__PROBLEM REQUIREMENTS__
Search the entries for the word "ReadWord". Copy each line in which it is found.

+===+

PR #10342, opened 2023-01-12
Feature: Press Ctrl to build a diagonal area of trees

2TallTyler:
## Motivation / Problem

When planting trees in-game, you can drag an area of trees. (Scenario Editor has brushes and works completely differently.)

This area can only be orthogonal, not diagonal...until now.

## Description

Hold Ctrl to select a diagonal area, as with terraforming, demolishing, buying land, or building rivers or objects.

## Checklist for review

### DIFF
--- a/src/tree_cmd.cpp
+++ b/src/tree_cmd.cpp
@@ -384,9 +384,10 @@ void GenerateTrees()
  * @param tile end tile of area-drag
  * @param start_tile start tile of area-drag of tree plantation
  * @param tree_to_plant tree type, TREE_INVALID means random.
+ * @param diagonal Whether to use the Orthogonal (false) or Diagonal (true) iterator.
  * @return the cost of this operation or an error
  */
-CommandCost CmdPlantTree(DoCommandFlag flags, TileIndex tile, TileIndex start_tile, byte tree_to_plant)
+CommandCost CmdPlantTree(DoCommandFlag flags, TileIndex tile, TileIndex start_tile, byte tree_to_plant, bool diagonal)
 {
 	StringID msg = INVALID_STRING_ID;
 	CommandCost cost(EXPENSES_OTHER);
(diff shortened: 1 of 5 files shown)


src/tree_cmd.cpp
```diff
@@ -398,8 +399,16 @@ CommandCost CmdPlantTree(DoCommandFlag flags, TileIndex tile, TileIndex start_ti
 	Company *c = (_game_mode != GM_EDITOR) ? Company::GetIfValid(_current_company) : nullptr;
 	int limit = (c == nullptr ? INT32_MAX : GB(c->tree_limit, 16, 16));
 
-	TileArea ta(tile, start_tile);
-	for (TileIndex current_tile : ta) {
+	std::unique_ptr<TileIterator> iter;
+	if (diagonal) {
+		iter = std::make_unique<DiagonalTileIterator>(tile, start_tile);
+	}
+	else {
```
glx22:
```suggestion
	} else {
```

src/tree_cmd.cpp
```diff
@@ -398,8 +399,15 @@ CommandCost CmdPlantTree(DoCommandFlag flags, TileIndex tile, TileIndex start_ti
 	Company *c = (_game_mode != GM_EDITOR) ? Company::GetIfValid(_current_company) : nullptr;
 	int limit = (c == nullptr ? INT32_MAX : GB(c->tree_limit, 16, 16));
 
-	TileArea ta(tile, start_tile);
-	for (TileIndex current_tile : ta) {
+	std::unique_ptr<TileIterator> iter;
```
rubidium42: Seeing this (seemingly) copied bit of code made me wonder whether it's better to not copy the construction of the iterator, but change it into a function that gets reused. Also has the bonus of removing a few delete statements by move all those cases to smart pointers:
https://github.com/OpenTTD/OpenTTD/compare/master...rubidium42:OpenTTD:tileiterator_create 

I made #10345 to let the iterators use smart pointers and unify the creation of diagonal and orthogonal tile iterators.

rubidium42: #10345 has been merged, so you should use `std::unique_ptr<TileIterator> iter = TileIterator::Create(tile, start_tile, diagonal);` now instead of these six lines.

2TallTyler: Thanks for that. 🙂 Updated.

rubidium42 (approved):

+===+

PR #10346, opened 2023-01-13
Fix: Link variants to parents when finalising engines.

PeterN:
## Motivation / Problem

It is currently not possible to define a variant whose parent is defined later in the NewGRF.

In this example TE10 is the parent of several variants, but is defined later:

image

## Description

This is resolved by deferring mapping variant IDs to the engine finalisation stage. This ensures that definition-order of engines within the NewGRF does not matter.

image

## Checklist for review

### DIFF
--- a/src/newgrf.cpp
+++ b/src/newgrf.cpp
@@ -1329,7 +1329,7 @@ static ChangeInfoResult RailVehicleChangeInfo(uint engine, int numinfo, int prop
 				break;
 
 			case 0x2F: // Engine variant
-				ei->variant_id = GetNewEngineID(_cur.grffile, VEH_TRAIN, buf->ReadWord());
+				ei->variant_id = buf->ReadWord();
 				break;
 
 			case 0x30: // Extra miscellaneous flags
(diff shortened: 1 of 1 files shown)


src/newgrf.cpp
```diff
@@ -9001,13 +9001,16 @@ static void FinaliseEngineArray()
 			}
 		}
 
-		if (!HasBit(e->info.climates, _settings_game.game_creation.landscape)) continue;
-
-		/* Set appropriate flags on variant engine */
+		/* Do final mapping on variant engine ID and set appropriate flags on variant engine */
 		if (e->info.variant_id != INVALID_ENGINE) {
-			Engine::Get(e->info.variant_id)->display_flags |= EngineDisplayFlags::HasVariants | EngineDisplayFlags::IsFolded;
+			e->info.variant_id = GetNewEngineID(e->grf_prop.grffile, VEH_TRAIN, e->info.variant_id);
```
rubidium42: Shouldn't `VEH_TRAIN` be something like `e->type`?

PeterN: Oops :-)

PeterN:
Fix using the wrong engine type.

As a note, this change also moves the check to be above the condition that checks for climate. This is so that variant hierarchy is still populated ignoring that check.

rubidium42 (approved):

+===+

__RESPONSE AREA__
-				ei->variant_id = GetNewEngineID(_cur.grffile, VEH_TRAIN, buf->ReadWord());
+				ei->variant_id = buf->ReadWord();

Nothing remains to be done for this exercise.